All Julie’s schemes of work for textiles are published on the Sawtry Community College website at www.sawtrycc.com. She has structured all the modules to help give children the skills to answer a problem that is put to them. In the Year 7 Novelty Notebook module, the problem is to produce a stylish cover for a notebook. It must be suitable for sale at a garden centre, which has a neighbouring butterfly farm and aquarium - a unisex theme which steers clear of the “Manchester United this, Manchester United that” school of design.

“At the beginning of the module I explain the problem, and explain that they are going to be learning techniques they can use to manufacture the cover, and (that they will be) seeing other students’ work. So they design knowing the manufacturing techniques they will use and knowing how other people have made the product.”

Nuffield Foundation

Julie’s thinking has been heavily influenced by her work as an area field officer with the Nuffield Foundation’s Design and Technology Project, which produces teaching and learning materials.

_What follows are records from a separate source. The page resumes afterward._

PR #4856, opened 2024-07-11
MPP-3807 Remove extension related queries on Glean mentrics

say-yawn:
The DB utilization randomly spikes of 100% DB usage that can result into service interruption or outage. During the spikes the slowest queries are caused while querying if the user has extension and deriving when the extension was installed for the Glean metric pings. For now default `has_extension` and `date_got_extension` to `False` and `-2`

How to test:

### DIFF
--- a/privaterelay/glean_interface.py
+++ b/privaterelay/glean_interface.py
@@ -26,7 +26,11 @@ EmailBlockedReason = Literal[
 
 def _opt_dt_to_glean(value: datetime | None) -> int:
     """Convert an optional datetime to an integer timestamp."""
-    return -1 if value is None else int(value.timestamp())
+    if value == datetime.min:
+        return -2  # datetime was not checked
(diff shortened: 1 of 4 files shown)


privaterelay/glean_interface.py
```diff
@@ -83,19 +87,10 @@ def from_user(cls, user: User) -> UserData:
...
-            has_extension = False
-            date_got_extension = None
-        else:
-            has_extension = True
-            date_got_extension = earliest_mask.created_at
-
+        # Until more accurate date_got_extension is calculated (MPP-3765)
+        # do not check for when the user got extension
+        has_extension = False
+        date_got_extension = datetime.min
```
jwhitlock, line 93: Clever!

jwhitlock (approved):
Thanks @say-yawn!

PR #4880, opened 2024-07-15
MPP-3846: Allow percent greater than 100%, and run in transaction

jwhitlock:
For one of the cleaners (most likely `emails.cleaner.ServerStorageCleaner`, one of the "parts" was greater than the "whole". One way this could happen is if something on the live API server updated the database in the middle of a cleaning command. For example, if the number of `RelayAddress` with `server_storage=False` was 100,000, and then someone created a new one, the number of `RelayAddress` with `server_storage=False` and no stored data would be 100,001.

This removes the check that the whole is greater than or equal to the part, allowing a percentage that is above 100%. I've added tests, along with a comment why.

I also refactored the `./manage.py cleanup_data` command to run each task in a transaction. This should ensure that the data is consistent through the run. This was a pure refactor, no test changes.

# How to test

Run both, see that they are successful:

```sh
./manage.py cleanup_data -v 2
./manage.py cleanup_data -v 2 --clean
```

### DIFF
--- a/privaterelay/cleaner_task.py
+++ b/privaterelay/cleaner_task.py
@@ -827,8 +827,6 @@ class DataIssueTask:
             raise ValueError(f"whole ({whole}) can not be less than 0")
         if part < 0:
             raise ValueError(f"part ({part}) can not be negative")
-        if part > whole:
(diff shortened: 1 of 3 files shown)


groovecoder (approved):
Code and spot-checks look good.

PR #4879, opened 2024-07-15
MPP-4841: Handle trailing newline in headers

jwhitlock:
The Python `email` library does not expect newlines in header values. It rejects newlines with a `ValueError`, except when the newline is at the end of the value. A newline can be present in the incoming email due to encoding. This newline is injected into the forwarded email. The mail client interprets this as the start of the email, and stops header processing.

This PR strips any trailing newlines from the header value, fixing issue #4841.

# How to test:

- [x] I've added a unit test to test for potential regressions of this bug.
- [x] Commits in this PR are minimal and [have descriptive commit messages](https://chris.beams.io/posts/git-commit/).

Issue #4841, opened 2024-07-07
HTML in mail not rendered properly


MarcDirven:
If I receive an e-mail in my "Other" mail or "Non prioritized", HTML is not rendered properly:
![image](https://github.com/mozilla/fx-private-relay/assets/31624073/72029291-8e31-490c-9144-f35a11817627)
![image](https://github.com/mozilla/fx-private-relay/assets/31624073/beee7df7-4d55-4d38-b257-32290b8cbf75)

This only happens in that specific tab, not in my main e-mail tab.

jwhitlock:
What email client is this? 

The email headers seem correct:

```
Content-Type: text/html; charset="utf-8"
Content-Transfer-Encoding: quoted-printable
```
The content looks like [quoted-printable](https://en.wikipedia.org/wiki/Quoted-printable) content. Since it only happens in one tab, this seems like an email client issue.

MarcDirven:
This is [outlook.live.com](url). I wasn't sure whether this was a FFR problem or a mail client problem, problem only happens with FFR in "Other" e-mail tab.

jwhitlock:
I created an outlook.com account and a paired Relay account. I have not been able to reproduce this yet, but I also haven't been able to send a similar email with `Content-Type: text/html; charset="utf-8"`. 
Mails from Gmail and Yahoo end up with a a header `Content-Type: multipart/alternative; boundary="000..."`, with the HTML and text content in MIME multipart sections.

Can you tell me more about the source of this email? If not, I can move on to simulating the email in tests.

MarcDirven:
Well the source is info@alloverpiercings.com and the other one (the correctly rendered one that is) is some cryptic icloud account (info_at_draaimolen_nu_2v4ff4tvbb2230_dadb0052@icloud.com).

It is not the first time this happened by the way. This happened to me once earlier but their website was very yanky, so I thought: "oh well if their website is yanky then so are their e-mails probably", but maybe I guessed wrong. The sender/source of that very first incident was vinylminded-321@mail.common-ground.io. The actual mail I do not have anymore since I deleted that a while ago.

jwhitlock:
As a backend dev, that makes some sense. Promotional emails are often sent by mass email systems that are tuned to work as widely as possible and get into your inbox. Order confirmation emails and transactional emails are sent by backend systems and the developer stops when it works for them...

[...]

PR #4881, opened 2024-07-16
MPP-3839: Update email header logging

jwhitlock:
This is a reporting follow-on for PR #4879 / issue #4841. There were a few issues with the header logging when diagnosing this issue:

* Some parsed headers (from the Python [headerregistry](https://docs.python.org/3.11/library/email.headerregistry.html) set `defects` as documented. Some, like the `Subject` header, do not. However, they are parsed as a `TokenList` with an [all_defects](https://github.com/python/cpython/blob/263c7e611bb24715e513d457a3477a61fff15162/Lib/email/_header_value_parser.py#L136-L138) property that returns any issues. The encoded newline was reported this way, and this may be a root cause of other header errors.
* The previous log entry used the "unstructured" value, which bypassed any special header processing. This was useful for the `Message-ID` bug back in PR #4035, but is less useful than the original raw value for other headers. This switches the log to the raw value. The unstructured value can be derived locally from this.
* The log entries `_handle_received: forwarding issues` are being discarded when routing log entries to BigQuery datasets. I don't know the exact cause, so I'm guessing and changing the log to match others that are getting through. I've used log exports to get a sample of the issues, but I can't determine long-term trends this way. I've changed the log level from `WARNING` to `INFO`, and used a list of dictionaries / objects instead of deeply nested objects with the header name as a key. I hope this will allow me to use BQ to further analyze header issues. 

# How to test:
The unit tests should be sufficient to show this is implemented without errors.

standards.md), and use Protocol tokens where applicable (see `/frontend/src/styles/tokens.scss`).

### DIFF
--- a/emails/types.py
+++ b/emails/types.py
@@ -34,7 +34,7 @@ class EmailHeaderExceptionOnWriteIssue(TypedDict):
 class EmailHeaderDefectIssue(TypedDict):
     defect_count: int
     parsed_value: str
-    unstructured_value: str
+    raw_value: str
 
 
 EmailHeaderIssue = (
--- a/emails/types.py
+++ b/emails/types.py
@@ -23,15 +23,21 @@ AWS_MailJSON = dict[str, Any]
 
 
 class EmailHeaderExceptionOnReadIssue(TypedDict):
+    header: str
+    direction: Literal["in"]
     exception_on_read: str
 
 
 class EmailHeaderExceptionOnWriteIssue(TypedDict):
+    header: str
+    direction: Literal["out"]
     exception_on_write: str
     value: str
 
 
 class EmailHeaderDefectIssue(TypedDict):
+    header: str
+    direction: Literal["in", "out"]
     defect_count: int
     parsed_value: str
     raw_value: str
@@ -43,8 +49,6 @@ EmailHeaderIssue = (
     | EmailHeaderDefectIssue
 )
 
-EmailHeaderIssues = dict[
-    Literal["incoming", "outgoing"], list[tuple[str, EmailHeaderIssue]]
-]
+EmailHeaderIssues = list[EmailHeaderIssue]
 
 EmailForwardingIssues = dict[Literal["headers"], EmailHeaderIssues]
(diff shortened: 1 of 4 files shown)


emails/types.py
```diff
@@ -23,18 +23,24 @@
...
 class EmailHeaderExceptionOnWriteIssue(TypedDict):
+    header: str
+    direction: Literal["out"]
     exception_on_write: str
     value: str
 
 
 class EmailHeaderDefectIssue(TypedDict):
+    header: str
+    direction: Literal["in", "out"]
```
groovecoder, line 40: question (non-blocking): These common fields make me wonder: could the `EmailHeaderExceptionOnReadIssue` and `EmailHeaderExceptionOnWriteIssue` classes extend from this `EmailHeaderDefectIssue` class, and then we might not need the additional `EmailHeaderIssue` type? So we could have `EmailHeaderIssues = list[EmailHeaderDefectIssue]` ?

emails/views.py
```diff
@@ -784,7 +783,7 @@ def _handle_received(message_json: AWS_SNSMessageJSON) -> HttpResponse:
     if has_text:
         incr_if_enabled("email_with_text_content", 1)
     if issues:
-        info_logger.warning(
+        info_logger.info(
```
groovecoder, line 786: question (non-blocking): Looks like this line should have been logging at the info level all along?

groovecoder (approved):
Looks good. Couple non-blocking questions.

emails/views.py
jwhitlock: there's some rules about the loggers that don't seem to be documented anywhere. Only logging 'info` might be one of them.

emails/types.py
jwhitlock: It sounds like you are asking for this:

```python
class EmailHeaderIssue(TypedDict):
    direction: Literal["in", "out"]
    header: str
    defect_count: NotRequired[int]
    parsed_value: NotRequired[str]
    raw_value: NotRequired[str]
    exception_on_read: NotRequired[str]
    value: NotRequired[str]
    exception_on_write: NotRequired[str]
    
EmailHeaderIssues = list[EmailHeaderDefectIssue]
```

That would allow issues like:

```python
issues.append({"direction": "in", "header": "Header"})
issues.append({"direction": "in", "header": "Header", "value": "foo"})
issues.append({"direction": "in", "header": "Header", "defect_count": 3})
issues.append({"direction": "in", "header": "Header", "exception_on_write": "ValueError"})
```

No thanks, I want to type checker to help write correct code.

“It is hard when you are in school, working in isolation. Dr David Barlex, the project director, has been very motivating - constantly urging me to give the children freedom to make their own design decisions, rather than just giving them the components. For me, design and technology is all about decision-making, and we need to get this over to the children. These are the skills that will help them in future.”

The new Nuffield Secondary Design and Technology website at www.secondarydandt.org will be launched on June 25, offering downloadable project resources for key stages 3 and 4.

Portfolio of samples

Julie keeps a portfolio containing examples of children’s work at every stage of a project.

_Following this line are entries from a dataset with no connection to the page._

PR #4900, opened 2024-07-25
MPP-3849: Add Puerto Rico to supported regions

jwhitlock:
[Puerto Rico](https://en.wikipedia.org/wiki/Puerto_Rico) is an unincorporated territory in the United States with the region code `PR`. Puerto Rico is supported by Mozilla VPN.

This adds Puerto Rico to the allowed regions for Relay Plans. Twilio supports [Puerto Rico](https://www.twilio.com/en-us/guidelines/pr/sms), and requires a 10 DLC campaign, like US numbers.

### DIFF
--- a/phones/models.py
+++ b/phones/models.py
@@ -35,6 +35,7 @@ LAST_CONTACT_TYPE_CHOICES = [
     ("call", "call"),
     ("text", "text"),
 ]
+DEFAULT_REGION = "US"
 
 
 def verification_code_default():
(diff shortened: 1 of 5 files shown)


phones/models.py
```diff
@@ -291,9 +292,9 @@ def save(self, *args, **kwargs):
         # as realphone
         self.country_code = realphone.country_code.upper()
 
-        # Add US numbers to the Relay messaging service, so it goes into our
-        # US A2P 10DLC campaign
-        if use_twilio and self.country_code == "US":
+        # Add numbers to the Relay messaging service, so it goes into our
+        # US A2P 10DLC campaigns
```
groovecoder, line 296: quibble/question: Does this comment also need to have "US" removed from it? Not sure if A2P 10DLC campaigns are country-specific?
```suggestion
        # A2P 10DLC campaigns
```

groovecoder (approved):

phones/models.py
jwhitlock: Yep, Twilio just calls them A2P 10DLC - https://www.twilio.com/en-us/a2p-10dlc

PR #5000, opened 2024-09-04
MPP-3864: Add more container-level (C2) diagrams

jwhitlock:
This adds a "top-level" container (c2) diagram, which makes a smoother transition from the system context (c1) diagram, by collecting containers into "container collections". There are further diagrams that "zoom in" to these container collections:

* User Interfaces - The four front-ends for Relay, plus the phone and email services
* Periodic Tasks - The Django management commands scheduled as cronjobs
* Email Processing - The AWS services used to implement email processing
* Other Managed Services - The GCP services other than the database used to implement Relay

The "All details" diagram remains. For this and the deployment diagrams, I've adjusts some of the relationship lines so they do not overlap as much, but instead remain distinct traces.

The easiest way to review is to view the `docs/system_diagrams.md` document with the inline SVG images.


groovecoder (approved):
Whew that is some great documentation and diagrams! Just a single question/suggestion and a praise!

PR #5002, opened 2024-09-06
Update locales for `api-error-account-is-inactive`

jwhitlock:
The id `api-error-account-is-inactive` has been merged upstream, so remove it from pending translations.


jwhitlock:
Self-merging, so the auto-update and Monday dependencies will not break.

PR #5044, opened 2024-09-16
MPP-3897: Add managers to RealPhone to handle multiple phones per user

jwhitlock:
This PR adds managers with helper methods to `RealPhone`, and updates the code to use them. The managers and methods:

* `RealPhone.objects` - The original, can still be used in tests or when working with all `RealPhone` objects.
* `RealPhone.verified_objects` - `RealPhone` objects that the user has verified via a texted verification code.
   - `.get_for_user(user)` - Return the verified `RealPhone` object for the user, or raise `DoesNotExist`. Used to get the `RealPhone` for a requesting user.
   - `.exists_for_number(number)` - Returns True if there is a verified `RealPhone` object for the phone number. Used to determine if a number is already claimed.
   - `.country_code_for_user(user)` - Returns the country code of the user's verified `RealPhone`. Used to limit the suggested Relay numbers to the user's country code.
* `RealPhone.recent_objects` - `RealPhone` objects where a verification code was recently sent
  - `.get_for_user_number_and_verification_code(user, number, code)` - Used to check that a verification code is the one sent by the authorized user to their phone number, and that it hasn't been too long since it was sent. To keep double submissions from being errors, the `RealPhone` can already be verified.
* `RealPhone.pending_objects` - Similar to `RealPhone.recent_objects`, except only the unverified `RealPhone` objects.
  - `exists_for_number(number)` - Check if a pending verification code is currently active for this number, to prevent having two pending codes at the same time and a potential abuse vector.
* `RealPhone.expired_objects` - The opposite of `RealPhone.recent_objects` - `RealPhone` objects where the verification code was sent a long time ago and is no longer valid.
  - `delete_for_number(number)` - Delete any expired records for a particular number. Used in the `RealPhone` save method for ... reasons.
  
This PR fixes a few bugs around `RealPhone` queries when a user has multiple `RealPhone` records, like a verified `RealPhone` and some unverified `RealPhone` for other numbers they tried:

* `/api/v1/profiles/` returns a 500 error, trying to determine when they subscribed to  The code now only queries for the verified `RealPhone`, and there should be one per user (enforced by code, not the database)
* Calls to `send_welcome_message`, to send them their Relay number and contact info, fail. The codenow only queries for the verified `RealPhone`.
* Using `./manage.py delete_phone_data` will fail. Now it deletes all the user's `RealPhone` records, and reports one per line.

How to test: Unit tests should be sufficient. If you want to try live tests, ensure you add an unverified `RealPhone` before a verified `RealPhone`. The code will not allow you to register a new `RealPhone` if you have a verified one.

### DIFF
--- a/api/views/phones.py
+++ b/api/views/phones.py
@@ -160,10 +160,12 @@ class RealPhoneViewSet(SaveToRequestUser, viewsets.ModelViewSet):
         verification_code = serializer.validated_data.get("verification_code")
         if verification_code:
             try:
-                valid_record = RealPhone.recent_objects.get(
-                    user=request.user,
-                    number=serializer.validated_data["number"],
-                    verification_code=verification_code,
+                valid_record = (
+                    RealPhone.recent_objects.get_for_user_number_and_verification_code(
+                        user=request.user,
+                        number=serializer.validated_data["number"],
+                        verification_code=verification_code,
+                    )
                 )
             except RealPhone.DoesNotExist:
                 incr_if_enabled("phones_RealPhoneViewSet.create.invalid_verification")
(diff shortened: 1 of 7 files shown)


groovecoder (approved):
(priase) Nice changes! I had about 3-4 comments lined up to submit, but as I went thru the code each question or suggestion I had was already addressed.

“At any time I can get my folder out and show students what they are going to be doing. They see the standards I expect of them - neat cutting and sticking down; straight stitching - and they see that these are not impossible to achieve. I have portfolios for each of my KS3 modules and I use them as a benchmark for assessment.”

Sewing supplies and machine support

Julie relies on Kettering Sewing Centre in Northampton (Tel: 01604 637200) to ensure her machines are always working, and to post her emergency supplies, such as machine needles. She says that Nova Trimmings (Tel: 0116 253 1144; www.novatrimmingsltd.co.uk) supply reasonably-priced trimmings and components which, she says, “helps to finance projects that might otherwise not be affordable.”

ICT training

All staff at Sawtry have gained their European Computer Driving Licence (ECDL) qualification, which focuses on using ICT to increase productivity. Administration in the school is computer-based and most staff communication takes place via email.

The design and technology department has 10 laptops and its own computer suite, which opened last autumn.

Julie’s advice to first-time users of ICT is to forget the old concept that the teacher must know everything.

“We are not now expected to be the fount of all knowledge. We are facilitators, saying to students, how are we going to do this together?”